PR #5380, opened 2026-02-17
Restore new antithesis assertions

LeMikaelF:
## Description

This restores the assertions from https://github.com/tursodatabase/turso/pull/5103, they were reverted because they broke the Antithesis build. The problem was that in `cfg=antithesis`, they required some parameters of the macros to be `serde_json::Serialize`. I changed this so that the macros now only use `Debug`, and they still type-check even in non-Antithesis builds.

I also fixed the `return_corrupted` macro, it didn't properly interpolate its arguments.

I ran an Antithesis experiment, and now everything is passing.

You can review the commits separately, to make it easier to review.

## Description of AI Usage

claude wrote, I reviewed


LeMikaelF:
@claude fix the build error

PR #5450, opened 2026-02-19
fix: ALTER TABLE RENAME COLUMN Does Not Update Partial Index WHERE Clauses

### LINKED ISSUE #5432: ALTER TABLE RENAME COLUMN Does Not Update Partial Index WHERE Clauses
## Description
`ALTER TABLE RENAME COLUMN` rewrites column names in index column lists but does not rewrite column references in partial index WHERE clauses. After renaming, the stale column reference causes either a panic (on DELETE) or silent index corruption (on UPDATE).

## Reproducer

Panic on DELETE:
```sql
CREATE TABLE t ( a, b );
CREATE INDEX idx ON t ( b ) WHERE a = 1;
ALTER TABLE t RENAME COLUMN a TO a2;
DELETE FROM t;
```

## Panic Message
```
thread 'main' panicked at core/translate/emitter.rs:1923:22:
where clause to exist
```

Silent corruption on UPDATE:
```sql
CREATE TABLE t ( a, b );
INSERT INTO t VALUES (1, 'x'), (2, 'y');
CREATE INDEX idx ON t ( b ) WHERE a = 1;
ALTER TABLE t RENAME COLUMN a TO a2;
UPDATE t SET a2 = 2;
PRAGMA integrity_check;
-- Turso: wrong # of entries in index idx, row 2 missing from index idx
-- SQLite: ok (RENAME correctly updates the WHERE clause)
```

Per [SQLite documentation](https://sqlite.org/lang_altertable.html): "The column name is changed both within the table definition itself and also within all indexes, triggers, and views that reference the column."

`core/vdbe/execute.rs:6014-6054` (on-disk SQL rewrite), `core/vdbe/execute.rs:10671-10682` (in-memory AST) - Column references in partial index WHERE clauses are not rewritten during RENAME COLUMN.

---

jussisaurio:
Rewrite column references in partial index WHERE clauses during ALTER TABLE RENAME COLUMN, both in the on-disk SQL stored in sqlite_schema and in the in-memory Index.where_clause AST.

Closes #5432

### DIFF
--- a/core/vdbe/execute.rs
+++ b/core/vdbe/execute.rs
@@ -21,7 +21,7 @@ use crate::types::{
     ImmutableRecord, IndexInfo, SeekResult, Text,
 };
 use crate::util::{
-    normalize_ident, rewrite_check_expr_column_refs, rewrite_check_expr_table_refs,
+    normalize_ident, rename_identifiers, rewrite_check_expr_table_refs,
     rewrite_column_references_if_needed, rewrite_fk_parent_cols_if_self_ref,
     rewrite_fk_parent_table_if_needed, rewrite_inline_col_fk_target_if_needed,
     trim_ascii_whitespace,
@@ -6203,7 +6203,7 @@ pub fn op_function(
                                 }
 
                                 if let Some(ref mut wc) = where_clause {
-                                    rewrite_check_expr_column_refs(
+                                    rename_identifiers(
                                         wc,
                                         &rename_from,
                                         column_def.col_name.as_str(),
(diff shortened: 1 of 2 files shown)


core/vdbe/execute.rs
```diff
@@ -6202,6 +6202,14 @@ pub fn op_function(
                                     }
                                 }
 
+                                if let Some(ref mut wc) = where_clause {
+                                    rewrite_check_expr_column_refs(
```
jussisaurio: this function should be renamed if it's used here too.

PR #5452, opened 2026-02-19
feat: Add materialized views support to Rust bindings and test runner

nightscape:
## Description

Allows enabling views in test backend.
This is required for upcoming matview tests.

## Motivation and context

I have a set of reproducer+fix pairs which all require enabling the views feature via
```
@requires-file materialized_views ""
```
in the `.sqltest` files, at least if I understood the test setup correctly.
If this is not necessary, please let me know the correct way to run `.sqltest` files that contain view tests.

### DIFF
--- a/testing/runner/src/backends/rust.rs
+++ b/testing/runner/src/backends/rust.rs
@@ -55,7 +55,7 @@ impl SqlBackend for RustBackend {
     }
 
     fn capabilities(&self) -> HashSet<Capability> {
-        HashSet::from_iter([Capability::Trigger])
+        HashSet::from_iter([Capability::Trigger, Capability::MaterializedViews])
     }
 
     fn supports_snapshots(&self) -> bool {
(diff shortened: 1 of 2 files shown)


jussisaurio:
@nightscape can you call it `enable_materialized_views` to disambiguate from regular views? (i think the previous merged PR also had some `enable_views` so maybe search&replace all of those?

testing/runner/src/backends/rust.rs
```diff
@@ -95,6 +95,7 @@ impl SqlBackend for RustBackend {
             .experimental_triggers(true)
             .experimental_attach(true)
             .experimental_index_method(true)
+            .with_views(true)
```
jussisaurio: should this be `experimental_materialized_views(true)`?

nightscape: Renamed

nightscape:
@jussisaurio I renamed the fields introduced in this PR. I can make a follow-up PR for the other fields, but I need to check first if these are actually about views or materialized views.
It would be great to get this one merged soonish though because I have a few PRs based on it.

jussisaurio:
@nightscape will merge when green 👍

★ ★ ★ ★

Work to complete:
Search the listing above for the string "have" and copy each line that has it.

Exercise answer:
I have a set of reproducer+fix pairs which all require enabling the views feature via
It would be great to get this one merged soonish though because I have a few PRs based on it.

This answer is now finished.